# DATA FOR REVIEW
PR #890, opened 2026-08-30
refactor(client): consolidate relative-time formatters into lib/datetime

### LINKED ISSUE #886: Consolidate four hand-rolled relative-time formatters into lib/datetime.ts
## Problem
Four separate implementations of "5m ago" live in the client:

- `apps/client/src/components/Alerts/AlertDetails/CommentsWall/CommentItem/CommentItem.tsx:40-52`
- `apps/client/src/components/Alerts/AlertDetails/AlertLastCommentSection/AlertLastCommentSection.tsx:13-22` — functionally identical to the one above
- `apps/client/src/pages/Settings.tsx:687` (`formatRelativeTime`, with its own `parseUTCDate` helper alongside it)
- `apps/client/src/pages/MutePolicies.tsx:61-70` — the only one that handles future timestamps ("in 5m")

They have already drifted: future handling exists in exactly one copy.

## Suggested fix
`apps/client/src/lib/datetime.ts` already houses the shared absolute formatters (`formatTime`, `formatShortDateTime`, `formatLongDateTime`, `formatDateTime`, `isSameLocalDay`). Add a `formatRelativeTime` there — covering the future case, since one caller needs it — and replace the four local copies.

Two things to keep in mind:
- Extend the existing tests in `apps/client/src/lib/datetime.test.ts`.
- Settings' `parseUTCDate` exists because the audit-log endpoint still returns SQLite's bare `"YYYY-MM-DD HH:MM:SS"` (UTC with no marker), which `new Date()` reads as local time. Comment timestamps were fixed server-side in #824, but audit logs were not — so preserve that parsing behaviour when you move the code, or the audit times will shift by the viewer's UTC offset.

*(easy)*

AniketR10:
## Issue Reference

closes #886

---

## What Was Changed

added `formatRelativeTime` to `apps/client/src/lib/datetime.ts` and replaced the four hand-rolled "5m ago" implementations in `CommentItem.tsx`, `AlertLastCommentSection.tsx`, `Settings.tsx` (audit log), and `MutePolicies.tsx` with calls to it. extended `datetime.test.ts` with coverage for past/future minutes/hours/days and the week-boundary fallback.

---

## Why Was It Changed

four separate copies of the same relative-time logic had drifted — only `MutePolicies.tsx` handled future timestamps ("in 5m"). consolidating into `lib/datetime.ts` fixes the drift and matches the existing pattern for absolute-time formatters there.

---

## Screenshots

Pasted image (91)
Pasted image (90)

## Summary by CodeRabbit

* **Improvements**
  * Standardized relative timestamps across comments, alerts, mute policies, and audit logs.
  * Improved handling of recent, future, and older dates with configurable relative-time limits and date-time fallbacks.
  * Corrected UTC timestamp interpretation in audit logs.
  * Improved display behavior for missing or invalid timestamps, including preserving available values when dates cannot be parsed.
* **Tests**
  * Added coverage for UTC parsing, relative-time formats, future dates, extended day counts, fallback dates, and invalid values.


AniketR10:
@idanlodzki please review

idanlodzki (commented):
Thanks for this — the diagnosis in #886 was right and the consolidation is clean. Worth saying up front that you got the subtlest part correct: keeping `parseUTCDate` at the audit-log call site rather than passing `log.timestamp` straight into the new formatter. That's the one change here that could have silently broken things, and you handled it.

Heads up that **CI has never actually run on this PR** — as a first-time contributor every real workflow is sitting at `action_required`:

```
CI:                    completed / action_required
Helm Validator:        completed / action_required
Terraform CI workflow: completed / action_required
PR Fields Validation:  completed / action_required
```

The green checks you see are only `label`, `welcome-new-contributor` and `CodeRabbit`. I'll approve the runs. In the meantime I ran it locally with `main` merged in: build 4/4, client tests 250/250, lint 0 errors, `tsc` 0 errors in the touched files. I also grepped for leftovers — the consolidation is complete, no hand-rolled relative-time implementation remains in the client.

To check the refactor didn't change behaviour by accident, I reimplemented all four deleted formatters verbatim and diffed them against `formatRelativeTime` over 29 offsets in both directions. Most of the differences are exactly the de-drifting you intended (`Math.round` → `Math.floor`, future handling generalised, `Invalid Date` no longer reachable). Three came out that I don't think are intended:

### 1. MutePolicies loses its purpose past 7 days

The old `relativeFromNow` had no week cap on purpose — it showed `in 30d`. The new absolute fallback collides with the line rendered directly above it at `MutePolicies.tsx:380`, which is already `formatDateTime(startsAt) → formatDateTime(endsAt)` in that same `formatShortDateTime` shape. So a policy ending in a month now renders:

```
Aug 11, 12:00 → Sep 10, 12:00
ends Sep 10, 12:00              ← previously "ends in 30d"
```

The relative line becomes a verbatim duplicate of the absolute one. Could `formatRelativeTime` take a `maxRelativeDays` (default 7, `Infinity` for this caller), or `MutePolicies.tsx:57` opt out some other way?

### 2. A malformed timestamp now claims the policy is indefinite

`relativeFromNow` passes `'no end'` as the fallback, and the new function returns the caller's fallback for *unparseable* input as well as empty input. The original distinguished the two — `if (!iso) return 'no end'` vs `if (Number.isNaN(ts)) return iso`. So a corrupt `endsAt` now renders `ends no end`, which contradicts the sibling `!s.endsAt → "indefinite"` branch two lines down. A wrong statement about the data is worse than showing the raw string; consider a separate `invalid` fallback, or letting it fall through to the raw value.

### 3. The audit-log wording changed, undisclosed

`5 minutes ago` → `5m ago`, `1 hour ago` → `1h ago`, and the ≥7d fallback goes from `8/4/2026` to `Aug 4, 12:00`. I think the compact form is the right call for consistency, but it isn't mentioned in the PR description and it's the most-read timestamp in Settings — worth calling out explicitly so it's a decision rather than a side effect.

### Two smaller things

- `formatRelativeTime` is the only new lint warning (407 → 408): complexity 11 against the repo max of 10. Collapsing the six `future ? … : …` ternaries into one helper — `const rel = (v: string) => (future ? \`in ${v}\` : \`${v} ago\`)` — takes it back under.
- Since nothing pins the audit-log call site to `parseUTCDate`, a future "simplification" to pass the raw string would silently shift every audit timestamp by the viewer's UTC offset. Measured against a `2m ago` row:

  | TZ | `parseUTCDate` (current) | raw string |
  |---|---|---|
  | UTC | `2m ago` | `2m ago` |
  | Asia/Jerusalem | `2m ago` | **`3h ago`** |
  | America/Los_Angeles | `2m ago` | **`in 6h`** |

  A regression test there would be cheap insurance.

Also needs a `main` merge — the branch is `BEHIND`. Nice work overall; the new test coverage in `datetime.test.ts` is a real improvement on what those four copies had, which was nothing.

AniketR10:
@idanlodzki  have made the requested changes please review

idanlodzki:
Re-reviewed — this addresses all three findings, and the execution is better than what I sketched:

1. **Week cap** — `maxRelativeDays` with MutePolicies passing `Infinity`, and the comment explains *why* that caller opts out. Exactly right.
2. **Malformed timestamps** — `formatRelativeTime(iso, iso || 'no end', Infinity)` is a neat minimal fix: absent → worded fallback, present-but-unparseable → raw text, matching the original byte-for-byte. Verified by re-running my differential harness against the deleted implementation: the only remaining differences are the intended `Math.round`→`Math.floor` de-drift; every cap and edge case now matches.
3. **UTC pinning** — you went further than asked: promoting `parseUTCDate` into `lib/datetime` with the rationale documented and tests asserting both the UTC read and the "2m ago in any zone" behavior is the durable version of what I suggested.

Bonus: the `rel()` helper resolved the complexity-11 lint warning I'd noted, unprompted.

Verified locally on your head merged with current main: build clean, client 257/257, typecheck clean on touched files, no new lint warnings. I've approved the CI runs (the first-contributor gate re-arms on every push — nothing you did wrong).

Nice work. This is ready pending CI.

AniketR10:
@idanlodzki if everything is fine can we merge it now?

# AIM OF THE TASK
Repeat exactly the lines of the material above, taking the first line, the line with "Four separate implementations", and every line between them.

# YOUR RESPONSE
PR #890, opened 2026-08-30
refactor(client): consolidate relative-time formatters into lib/datetime

### LINKED ISSUE #886: Consolidate four hand-rolled relative-time formatters into lib/datetime.ts
## Problem
Four separate implementations of "5m ago" live in the client:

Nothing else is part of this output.